İşte tam da bu konuya parmak basan Feo Aladağ, ilk uzun metraj çalışmasında, gerçekçi bir drama başarıyla atıyor imzasını. Filmin kısaca konusu şöyle… Aslen Almanya doğumlu olan Umay, Türkiye’de bir evlilik yapmıştır. İstanbul’da yaşadığı bunaltıcı ve zalim evliliğinden kaçarak Berlin’deki ailesinin yanına geri döner. Yanına küçük oğlu Cem’i de almıştır. Umudu ailesi ile birlikte daha iyi bir hayat yaşamaktır. Fakat Umay’ın bu beklenmedik dönüşü aile içinde büyük çatışmalara sebep olur. Birbirine bağlı bu küçük Türk ailesi Umay’a karşı duydukları sevgi ve yaşadıkları ortamın onların üzerindeki baskısı arasında kalmıştır. Aile küçük Cem’i babasına göndermeye karar verdiğinde Umay özgür ve oğlu ile birlikte yaşayacağı yeni bir hayat için kendini güçlü hisseder. Ancak ailesinin sevgisine olan ihtiyacı bu yeni hayatta onu birçok kez takılıp düşmek zorunda bırakacaktır. Sonunda da, Umay hiç beklemediği bir trajediyle adeta yıkılacaktır.

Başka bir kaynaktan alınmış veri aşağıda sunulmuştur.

PR #250, opened 2021-11-01
Deprecate hardAlignment in favour of softAlignment

### LINKED ISSUE #248: Deprecate hard-alignments in favour of soft-alignments
Heads up to translateLocally people, @jelmervdl, @XapaJIaMnu.

For tag-tree operations, I've been informed to kill hardalignments (sparse) in favour of softalignments (dense).

jerinphilip:
Fixes #248.

### DIFF
--- a/src/translator/response.h
+++ b/src/translator/response.h
@@ -14,18 +14,6 @@
 namespace marian {
 namespace bergamot {
 
-/// Alignment is stored as a sparse matrix, this pretty much aligns with marian
-/// internals but is brought here to maintain translator
-/// agnosticism/independence.
-struct Point {
-  size_t src;  ///< Index pointing to source ByteRange
-  size_t tgt;  ///< Index pointing to target ByteRange
-  float prob;  ///< Score between [0, 1] on indicating degree of alignment.
-};
-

Hikayenin çatısı Umay üstüne kurulu. Bir o kadar da, Türk’lerin ‘El alem ne der?” korkusuyla sarıp sarmalanan töre baskısı üzerine… Bir taraf da kanıyla canıyla bir insan, bir tarafta ise, cehaletin yol açtığı bağnazlık… Almanya’da yaşayan Türk toplumunu ve de özellikle kadınlara uygulanan şiddet olaylarını iyi gözlemleyen Feo Aladağ, yarattığı sade karakterlere yüklediği gerçekçi yapıyla, seyirciyi yavaş yavaş sessizliğe gömüyor ve perdede gördüğü acı veren olayı irdelemeye zorluyor. Filmin gidişatında Umay’ın ailesinin yaşadığı ikilem ve kararsızlık seyirciye geçerken, finalde yaşanan acı sürpriz ise boğazları düğümlüyor. Filmin lokomotifi, büründüğü rolle hem alkışı hak eden hem de saygıdeğer ödüller kazanan Sibel Kekilli. Gözyaşlarını, başarılı bir oyunculuk kozu olarak kullanan Kekilli, artık Avrupa’da hatırı sayılır oyuncuların arasına girdi. Kekilli’ye hak ettiği değeri verirken filmin diğer oyuncularını da gözden kaçırmamak gerek. Umay’ın annesini canlandıran Derya Alabora ve kardeşlerini canlandıran tüm oyuncuların başarısı da göz dolduruyor. Ancak filmin olmazsa olmazı Settar Tanrıöğen. Türk sinemasında kalburüstü filmlerde rol almayı tercih eden usta oyuncu öyle bir baba imajı yaratıyor ki, seyirci bazı sahneler de onunla çabucak özdeşleşiyor, kimi sahnelerde ise istemeden de olsa ondan nefret ediyor. Üstelik karakterin adı da özenle seçilmiş; Kader…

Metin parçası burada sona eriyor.